THE PROBLEM:
Check every line below for the word "string" and copy each one that has it.

[INFORMATION SUPPLIED]

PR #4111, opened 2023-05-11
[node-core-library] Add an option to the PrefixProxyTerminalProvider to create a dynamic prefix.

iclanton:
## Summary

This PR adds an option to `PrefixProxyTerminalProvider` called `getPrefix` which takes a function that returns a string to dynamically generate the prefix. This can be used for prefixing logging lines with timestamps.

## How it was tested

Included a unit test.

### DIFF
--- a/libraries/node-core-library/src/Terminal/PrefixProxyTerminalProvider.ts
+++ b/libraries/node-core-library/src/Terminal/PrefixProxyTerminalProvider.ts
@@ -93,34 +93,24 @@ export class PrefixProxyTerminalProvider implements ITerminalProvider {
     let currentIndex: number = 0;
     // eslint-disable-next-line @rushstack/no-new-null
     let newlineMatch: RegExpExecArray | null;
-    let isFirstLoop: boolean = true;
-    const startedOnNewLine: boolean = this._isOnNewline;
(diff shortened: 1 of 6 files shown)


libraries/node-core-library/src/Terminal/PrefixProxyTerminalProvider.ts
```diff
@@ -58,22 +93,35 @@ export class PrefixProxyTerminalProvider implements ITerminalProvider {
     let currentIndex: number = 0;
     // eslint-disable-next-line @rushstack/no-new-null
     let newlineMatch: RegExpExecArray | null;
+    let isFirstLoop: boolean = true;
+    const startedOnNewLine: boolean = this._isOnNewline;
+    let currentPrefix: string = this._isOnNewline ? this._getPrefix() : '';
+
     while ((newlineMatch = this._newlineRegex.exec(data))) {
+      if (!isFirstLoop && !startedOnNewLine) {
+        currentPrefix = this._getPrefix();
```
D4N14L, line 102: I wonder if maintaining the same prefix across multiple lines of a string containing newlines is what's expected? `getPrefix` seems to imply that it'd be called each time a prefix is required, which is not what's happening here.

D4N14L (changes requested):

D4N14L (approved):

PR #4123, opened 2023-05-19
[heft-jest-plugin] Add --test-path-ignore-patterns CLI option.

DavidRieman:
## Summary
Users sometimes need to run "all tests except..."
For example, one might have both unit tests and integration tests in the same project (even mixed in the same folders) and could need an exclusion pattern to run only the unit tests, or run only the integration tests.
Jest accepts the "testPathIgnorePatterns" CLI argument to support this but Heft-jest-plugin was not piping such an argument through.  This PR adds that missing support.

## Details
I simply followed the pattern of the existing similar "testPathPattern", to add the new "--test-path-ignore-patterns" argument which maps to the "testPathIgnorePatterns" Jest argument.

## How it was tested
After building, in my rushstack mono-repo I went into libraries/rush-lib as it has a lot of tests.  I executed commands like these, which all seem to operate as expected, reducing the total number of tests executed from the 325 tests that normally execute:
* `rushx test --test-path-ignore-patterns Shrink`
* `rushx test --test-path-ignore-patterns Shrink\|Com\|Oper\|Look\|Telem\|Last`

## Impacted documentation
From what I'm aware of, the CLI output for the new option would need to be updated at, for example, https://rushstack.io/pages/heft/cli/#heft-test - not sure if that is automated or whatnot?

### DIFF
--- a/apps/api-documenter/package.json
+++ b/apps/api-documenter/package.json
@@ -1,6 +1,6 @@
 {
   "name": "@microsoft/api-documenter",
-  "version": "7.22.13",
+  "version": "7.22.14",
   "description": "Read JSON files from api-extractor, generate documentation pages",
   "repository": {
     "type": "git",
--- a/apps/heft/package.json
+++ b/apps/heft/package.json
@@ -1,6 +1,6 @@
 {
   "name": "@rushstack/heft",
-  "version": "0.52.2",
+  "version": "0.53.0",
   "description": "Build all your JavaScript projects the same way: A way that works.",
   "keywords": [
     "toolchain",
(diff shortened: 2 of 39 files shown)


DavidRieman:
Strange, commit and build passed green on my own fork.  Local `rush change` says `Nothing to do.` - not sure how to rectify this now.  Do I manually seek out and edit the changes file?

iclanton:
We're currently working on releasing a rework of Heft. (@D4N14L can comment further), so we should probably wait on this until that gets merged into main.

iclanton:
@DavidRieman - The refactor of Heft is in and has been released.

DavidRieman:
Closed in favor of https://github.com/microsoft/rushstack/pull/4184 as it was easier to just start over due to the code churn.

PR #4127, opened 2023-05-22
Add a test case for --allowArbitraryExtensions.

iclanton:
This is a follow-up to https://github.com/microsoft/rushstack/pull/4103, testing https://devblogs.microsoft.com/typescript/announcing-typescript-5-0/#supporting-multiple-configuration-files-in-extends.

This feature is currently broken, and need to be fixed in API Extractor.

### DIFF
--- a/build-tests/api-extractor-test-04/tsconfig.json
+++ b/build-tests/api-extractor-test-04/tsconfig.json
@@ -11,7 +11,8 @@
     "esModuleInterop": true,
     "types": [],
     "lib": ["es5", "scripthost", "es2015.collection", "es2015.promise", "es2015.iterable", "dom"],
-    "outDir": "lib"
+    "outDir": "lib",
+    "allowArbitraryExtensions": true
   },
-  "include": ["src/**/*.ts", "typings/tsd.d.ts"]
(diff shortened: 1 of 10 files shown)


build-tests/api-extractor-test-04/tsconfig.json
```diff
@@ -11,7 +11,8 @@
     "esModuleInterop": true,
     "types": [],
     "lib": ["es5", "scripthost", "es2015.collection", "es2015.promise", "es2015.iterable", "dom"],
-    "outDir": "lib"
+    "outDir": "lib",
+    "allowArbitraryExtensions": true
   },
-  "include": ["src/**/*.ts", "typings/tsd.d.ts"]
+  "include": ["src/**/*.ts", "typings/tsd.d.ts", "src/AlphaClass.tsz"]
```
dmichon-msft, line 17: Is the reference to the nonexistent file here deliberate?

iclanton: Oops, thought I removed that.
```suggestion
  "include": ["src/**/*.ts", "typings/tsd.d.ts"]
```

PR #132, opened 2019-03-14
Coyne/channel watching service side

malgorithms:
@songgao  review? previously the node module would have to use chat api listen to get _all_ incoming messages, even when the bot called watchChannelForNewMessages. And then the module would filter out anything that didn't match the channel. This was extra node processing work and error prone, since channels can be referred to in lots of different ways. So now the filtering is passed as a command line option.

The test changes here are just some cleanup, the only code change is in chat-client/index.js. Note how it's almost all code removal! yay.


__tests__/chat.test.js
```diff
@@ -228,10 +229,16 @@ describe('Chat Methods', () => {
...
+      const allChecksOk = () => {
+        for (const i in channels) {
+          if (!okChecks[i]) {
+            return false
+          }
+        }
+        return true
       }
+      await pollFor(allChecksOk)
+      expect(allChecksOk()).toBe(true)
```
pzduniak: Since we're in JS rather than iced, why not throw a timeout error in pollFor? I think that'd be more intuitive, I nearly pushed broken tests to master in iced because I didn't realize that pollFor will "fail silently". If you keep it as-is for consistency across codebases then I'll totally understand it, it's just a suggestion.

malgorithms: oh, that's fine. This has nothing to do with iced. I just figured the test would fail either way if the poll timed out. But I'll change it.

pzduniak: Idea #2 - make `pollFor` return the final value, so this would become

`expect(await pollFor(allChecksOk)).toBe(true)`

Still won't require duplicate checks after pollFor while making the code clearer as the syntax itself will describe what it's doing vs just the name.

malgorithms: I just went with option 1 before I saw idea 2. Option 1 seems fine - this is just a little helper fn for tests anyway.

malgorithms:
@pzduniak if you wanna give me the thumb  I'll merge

[/INFORMATION SUPPLIED]

SOLUTION FOR THIS EXERCISE:
This PR adds an option to `PrefixProxyTerminalProvider` called `getPrefix` which takes a function that returns a string to dynamically generate the prefix. This can be used for prefixing logging lines with timestamps.
+    let currentPrefix: string = this._isOnNewline ? this._getPrefix() : '';
D4N14L, line 102: I wonder if maintaining the same prefix across multiple lines of a string containing newlines is what's expected? `getPrefix` seems to imply that it'd be called each time a prefix is required, which is not what's happening here.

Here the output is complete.